Activity>
The expected answer is a single number, namely how many lines in the data below hold the word "Cannot".

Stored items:

-----

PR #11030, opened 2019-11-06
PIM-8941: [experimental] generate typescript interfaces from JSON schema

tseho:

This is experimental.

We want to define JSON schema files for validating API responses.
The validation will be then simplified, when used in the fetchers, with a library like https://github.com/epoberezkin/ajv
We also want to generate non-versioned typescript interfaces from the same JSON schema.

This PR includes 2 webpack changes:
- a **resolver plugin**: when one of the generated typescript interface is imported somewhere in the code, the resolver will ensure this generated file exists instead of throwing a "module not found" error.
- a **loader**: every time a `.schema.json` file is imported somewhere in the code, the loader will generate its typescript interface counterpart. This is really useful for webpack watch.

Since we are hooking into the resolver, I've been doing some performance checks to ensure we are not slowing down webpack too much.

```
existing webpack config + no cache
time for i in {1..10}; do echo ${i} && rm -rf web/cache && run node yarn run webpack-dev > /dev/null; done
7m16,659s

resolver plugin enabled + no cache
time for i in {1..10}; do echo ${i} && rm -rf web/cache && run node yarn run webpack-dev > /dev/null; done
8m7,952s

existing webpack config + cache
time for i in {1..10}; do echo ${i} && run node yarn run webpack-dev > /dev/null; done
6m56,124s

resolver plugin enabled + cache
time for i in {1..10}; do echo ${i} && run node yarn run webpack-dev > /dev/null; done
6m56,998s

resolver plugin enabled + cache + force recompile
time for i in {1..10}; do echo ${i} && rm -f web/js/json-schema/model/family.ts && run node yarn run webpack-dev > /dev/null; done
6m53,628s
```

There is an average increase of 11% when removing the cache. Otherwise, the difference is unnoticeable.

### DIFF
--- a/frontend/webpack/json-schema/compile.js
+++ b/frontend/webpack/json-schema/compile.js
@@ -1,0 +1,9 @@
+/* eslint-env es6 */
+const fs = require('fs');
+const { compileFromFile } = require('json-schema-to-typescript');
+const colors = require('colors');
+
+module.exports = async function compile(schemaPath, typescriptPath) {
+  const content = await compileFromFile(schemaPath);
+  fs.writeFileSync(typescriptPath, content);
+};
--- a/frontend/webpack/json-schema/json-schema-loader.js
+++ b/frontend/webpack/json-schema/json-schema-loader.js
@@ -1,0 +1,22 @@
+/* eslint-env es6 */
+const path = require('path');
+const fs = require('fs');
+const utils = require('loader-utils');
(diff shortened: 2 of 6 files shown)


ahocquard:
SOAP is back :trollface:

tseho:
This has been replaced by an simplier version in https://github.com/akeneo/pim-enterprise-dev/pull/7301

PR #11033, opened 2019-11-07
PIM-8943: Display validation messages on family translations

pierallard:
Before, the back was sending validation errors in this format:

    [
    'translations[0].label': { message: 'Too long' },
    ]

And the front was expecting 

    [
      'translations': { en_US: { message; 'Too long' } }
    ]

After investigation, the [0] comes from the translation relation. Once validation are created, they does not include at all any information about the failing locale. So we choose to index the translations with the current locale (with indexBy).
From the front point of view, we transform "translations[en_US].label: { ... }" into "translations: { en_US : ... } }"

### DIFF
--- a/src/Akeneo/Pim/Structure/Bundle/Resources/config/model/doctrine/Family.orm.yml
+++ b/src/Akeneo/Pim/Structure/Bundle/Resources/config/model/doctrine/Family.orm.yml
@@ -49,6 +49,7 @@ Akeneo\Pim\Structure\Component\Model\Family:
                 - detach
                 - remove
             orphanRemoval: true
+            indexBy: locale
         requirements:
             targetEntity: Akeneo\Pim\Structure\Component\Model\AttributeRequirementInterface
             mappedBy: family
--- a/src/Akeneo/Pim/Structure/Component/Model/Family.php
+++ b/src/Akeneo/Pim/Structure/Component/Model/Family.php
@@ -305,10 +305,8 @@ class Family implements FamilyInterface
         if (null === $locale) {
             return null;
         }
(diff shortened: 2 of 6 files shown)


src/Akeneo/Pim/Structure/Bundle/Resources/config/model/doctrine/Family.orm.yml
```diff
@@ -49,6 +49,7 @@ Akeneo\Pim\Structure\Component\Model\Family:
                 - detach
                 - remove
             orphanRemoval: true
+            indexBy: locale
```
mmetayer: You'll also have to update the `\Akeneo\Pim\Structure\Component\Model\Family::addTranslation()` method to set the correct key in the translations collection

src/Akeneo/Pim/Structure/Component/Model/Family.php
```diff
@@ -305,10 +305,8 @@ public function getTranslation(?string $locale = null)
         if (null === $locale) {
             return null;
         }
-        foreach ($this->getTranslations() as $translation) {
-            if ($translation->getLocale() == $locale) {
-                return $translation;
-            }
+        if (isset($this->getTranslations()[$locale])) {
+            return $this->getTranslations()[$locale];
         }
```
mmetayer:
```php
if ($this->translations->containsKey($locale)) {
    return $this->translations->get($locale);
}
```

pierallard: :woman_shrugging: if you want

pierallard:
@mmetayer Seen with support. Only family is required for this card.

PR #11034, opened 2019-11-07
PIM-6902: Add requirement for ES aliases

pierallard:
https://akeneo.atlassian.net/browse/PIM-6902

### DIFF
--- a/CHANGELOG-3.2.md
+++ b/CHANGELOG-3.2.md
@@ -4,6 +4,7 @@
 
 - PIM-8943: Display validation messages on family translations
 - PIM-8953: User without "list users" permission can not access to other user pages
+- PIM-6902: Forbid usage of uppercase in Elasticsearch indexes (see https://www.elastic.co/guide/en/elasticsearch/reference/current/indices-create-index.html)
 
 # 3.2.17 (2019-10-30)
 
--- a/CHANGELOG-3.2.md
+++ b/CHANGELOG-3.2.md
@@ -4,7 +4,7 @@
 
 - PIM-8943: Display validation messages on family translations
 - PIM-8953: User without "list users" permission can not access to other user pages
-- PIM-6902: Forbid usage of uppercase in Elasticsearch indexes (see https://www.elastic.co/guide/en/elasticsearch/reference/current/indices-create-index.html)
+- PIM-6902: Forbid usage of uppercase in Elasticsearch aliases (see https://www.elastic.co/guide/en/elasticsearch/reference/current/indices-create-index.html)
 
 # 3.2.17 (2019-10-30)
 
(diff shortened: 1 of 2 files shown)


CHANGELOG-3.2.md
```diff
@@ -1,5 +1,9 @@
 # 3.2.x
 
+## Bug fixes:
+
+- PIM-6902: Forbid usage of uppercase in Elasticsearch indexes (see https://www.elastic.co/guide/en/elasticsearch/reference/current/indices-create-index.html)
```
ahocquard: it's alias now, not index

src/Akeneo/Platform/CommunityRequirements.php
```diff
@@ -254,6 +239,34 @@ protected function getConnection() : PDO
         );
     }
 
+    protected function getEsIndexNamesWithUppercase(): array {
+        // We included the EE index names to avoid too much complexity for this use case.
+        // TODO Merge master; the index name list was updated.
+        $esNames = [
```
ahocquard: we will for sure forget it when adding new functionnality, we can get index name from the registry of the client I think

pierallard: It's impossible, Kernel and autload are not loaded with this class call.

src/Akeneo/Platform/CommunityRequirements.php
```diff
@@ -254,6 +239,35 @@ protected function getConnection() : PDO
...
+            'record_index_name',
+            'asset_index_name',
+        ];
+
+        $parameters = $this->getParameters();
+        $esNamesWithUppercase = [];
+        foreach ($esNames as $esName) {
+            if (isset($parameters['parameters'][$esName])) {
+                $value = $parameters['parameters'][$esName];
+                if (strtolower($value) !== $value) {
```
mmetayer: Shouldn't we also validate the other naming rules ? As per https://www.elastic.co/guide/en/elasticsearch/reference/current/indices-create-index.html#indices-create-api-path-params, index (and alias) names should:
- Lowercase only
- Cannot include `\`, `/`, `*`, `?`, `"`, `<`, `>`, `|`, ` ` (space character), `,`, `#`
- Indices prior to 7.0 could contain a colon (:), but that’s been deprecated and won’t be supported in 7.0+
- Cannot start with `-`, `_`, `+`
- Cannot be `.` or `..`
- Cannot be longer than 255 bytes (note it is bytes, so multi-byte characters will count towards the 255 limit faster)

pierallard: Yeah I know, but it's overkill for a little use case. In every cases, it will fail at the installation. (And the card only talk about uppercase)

-----

Task output>
4